Completion risk – how does the financier (and the developer) ensure the modular units are available?
As with any construction project, the financier will want to ensure the integrity of the building contract is not prejudiced. An integral part of this will be a side deed whereby the financier obtains direct contractual comfort from the builder. This comfort should contain provisions, some of them standard for all construction projects, ensuring:
the financier has control over material variations;
enforcement by the financier does not entitle the builder to suspend or terminate;
the financier can step in under the building contract and enforce the developer’s contractual position;
the financier gets notice of, and rights to cure, defaults; and
the financer can obtain access to the builder’s premises to inspect and, where appropriate, take possession of the modular units.

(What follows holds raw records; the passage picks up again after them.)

Issue #5705, opened 2017-10-26
Windows Wizard: Trim form fields to avoid hidden CRLF characters from Linux


dnsmichi:
We had that problem during the Icinga 2 training where one put the client ticket into a shared file from Linux via Virtualbox into the Windows VM.

Accidentally the file contained a new line. While opening and copying the string on Windows into the Setup Wizard, the hidden CRLF character was added to the field. You cannot see it, but once it get passed to the master, it denies to sign the CSR since the provided ticket is invalid.

We should ensure to trim() the form field values where possible. We do that already inside the node wizard CLI commands on Linux.

dnsmichi:
This was solved with v2.8 already.

PR #5730, opened 2017-11-08
Add missing trims to GetMasterHostPort and remove Convert.ToString from variables that are strings already

N-o-X:
refs #5705

### DIFF
--- a/agent/windows-setup-agent/SetupWizard.cs
+++ b/agent/windows-setup-agent/SetupWizard.cs
@@ -54,8 +54,8 @@ namespace Icinga
 		{
 			foreach (ListViewItem lvi in lvwEndpoints.Items) {
 				if (lvi.SubItems.Count > 1) {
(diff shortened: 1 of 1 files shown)


agent/windows-setup-agent/SetupWizard.cs
```diff
@@ -194,36 +194,36 @@ private void ConfigureService()
 				string master_host, master_port;
 				GetMasterHostPort(out master_host, out master_port);
 
-				args += " --master_host " + Convert.ToString(master_host).Trim()
-				    + "," + Convert.ToString(master_port).Trim();
+				args += " --master_host " + master_host.Trim()
+				    + "," + master_port.Trim();
```
gunnarbeutner: I just noticed that you're calling Trim() on the strings that were returned by GetMasterHostPort(). That's not strictly necessary, because you're already calling Trim() in that function.

PR #5733, opened 2017-11-08
Make --perf-syntax also change short message

Crunsher:
refs #5418


Crunsher:
This would change the short output for everybody already using --perf-syntax

dnsmichi:
LGTM 👍

PR #5739, opened 2017-11-09
Rename ElasticWriter to ElasticsearchWriter

dnsmichi:
This better reflects its purpose as otherwise it would imply
that you need Elastic Stack for it. Graylog also reads from
Elasticsearch instances, this could serve as additional integration
here.

refs #5564
refs #5538


dnsmichi:
This was requested and approved by @lippserd

lippserd:
Nice one. Thanks Michi 👍

PR #8566, opened 2020-12-15
ITL: improve check_snmp

dgoetz:
At the moment there are two different CheckCommand definitions for check_snmp which support protocol version less or equal 2 and equal 3. This pull request will remove the need for the second definition by adding the option to the first one while maintaining the defaults using set_if with functions. 

This will remove current problems with differing options as newer option were only added to the first one and disallowing a good configuration in the Director as you can easily change behaviour of a command using custom variables but not switching the command based on custom variables.

I added also a deprecation note to snmpv3 definition, so it could perhaps removed in the future. 

There is no breaking change for the default configuration of snmp, but I saw two scenarios where something could fail: someone could have defined snmp_version as string and/or has set snmp_version to "2c". This is why the if-clauses are a bit more complicated.


Al2Klimov (changes requested):
Please do all of us a favor and store `macro("...")`in a local variable instead of calling it equally repetitive in a row.

dgoetz:
I hope the change I pushed was what you expected.

julianbrost:
Feel free to change the milestone back to 2.13 if the review is done in time for that.

Al2Klimov:
In general I'd **not** 2.13ify PRs if been reviewed soon enough, but start reviewing not now if v2.13 doesn’t need it.

itl/command-plugins.conf
```diff
@@ -1691,7 +1691,10 @@ object CheckCommand "load" {
 object CheckCommand "snmp" {
 	command = [ PluginDir + "/check_snmp" ]
 
+	var snmpversion = macro("$snmp_version$")
+
```
Al2Klimov, line 1695: This one is almost correct...

itl/command-plugins.conf
```diff
@@ -1749,7 +1748,13 @@ object CheckCommand "snmp" {
 			description = "Invert search result and return CRITICAL if found"
 		}
 		"-P" = {
-			value = "$snmp_version$"
+			value = {{
+				if ((typeof(snmpversion) == Number && snmpversion == 2) || (typeof(snmpversion) == String && snmpversion == "2")) {
```
Al2Klimov, line 1752: ... but shall be in this function.

Al2Klimov (changes requested):

Al2Klimov:
I can't assign OP. @icingaadmin please could you?

Al2Klimov:
@cla-bot check

itl/command-plugins.conf
```diff
@@ -1780,6 +1785,96 @@ object CheckCommand "snmp" {
 			set_if = "$snmp_perf_oids$"
 			description = "Label performance data with OIDs instead of --label's"
 		}
+		// SNMP v2c options
+		"-C" = {
+			value = "$snmp_community$"
+			description = "Optional community string for SNMP communication (default is 'public')"
+			set_if = {{
+				if ((typeof(snmpversion) == Number && snmpversion <= 2) || (typeof(snmpversion) == String && (snmpversion == "1" || snmpversion == "2") || snmpversion == "2c")) {
```
oxzi, line 1793:
```suggestion
				if ((typeof(snmpversion) == Number && snmpversion <= 2) || (typeof(snmpversion) == String && (snmpversion == "1" || snmpversion == "2" || snmpversion == "2c"))) {
```

The `&&` has a precedence over `||`.

itl/command-plugins.conf
```diff
@@ -1780,6 +1785,96 @@ object CheckCommand "snmp" {
...
+					return true
+				} else {
+					return false
+				}
```
oxzi, line 1797: There is no need to make this whole block an `if` statement that just returns the if's condition.

Instead of
```
if (__FOO__) {
  return true
} else {
  return false
}
```
just write
```
return __FOO__
```

Same applies for the other similar cases below. Doing so would also shrink this PR's change size :)

itl/command-plugins.conf
oxzi: Pardon me for being late to the party, but then it must be within every argument's block, as the `snmpversion` variable is now used all over the place.

oxzi (commented):
First, please excuse the delay on this PR.

As I started working myself through open ITL PRs, I found this one and would like to see it merged. Are you still interested in this change, @dgoetz? If so, please feel free to address my comments. Thanks!

PR #8581, opened 2020-12-28
Shell exitcode

bebehei:
The construct intended to exit during startup, if icinga/icingacmd user and group are missing, won't work since it's only exiting the subshell.

Afterwards, I've applied shellcheck onto the startupscripts to quote the variables to avoid any word-splitting problems.


Al2Klimov (approved):

julianbrost (approved):
Good catch!

PR #8593, opened 2021-01-13
Remove incorrect assertion in ConfigItem::ActivateItems

julianbrost:
There is an assertion that after activating items, all these items are active, which sounds reasonable at first. However, with concurrent API queries, some of these could already be deleted and therefore be deactivated again.

Possible alternatives:
* Adding locking just to allow for this assertion sounds unreasonable to me.
* Adding some "object was active at some point" flag: could be done instead, but I'd only spend time on this if we agree that we want this.


Al2Klimov (changes requested):
Rebase.

Al2Klimov (approved):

With a modular project, the provisions of the side deed will need to be tailored to ensure any gaps in the developer’s position vis a vis the builder are filled and dealt with, including with respect to unfixed goods, insurance, delivery and installation. As part of this, it will be critical for financiers to obtain adequate legal advice on the quality of the building contract.
Where the builder is operating from leased premises, particular circumstances may warrant a review of the lease held by the builder, at least so the financier is aware of any particular risks and can, as part of this, assess the need for the developer to obtain direct comfort from the landlord regarding access to the premises.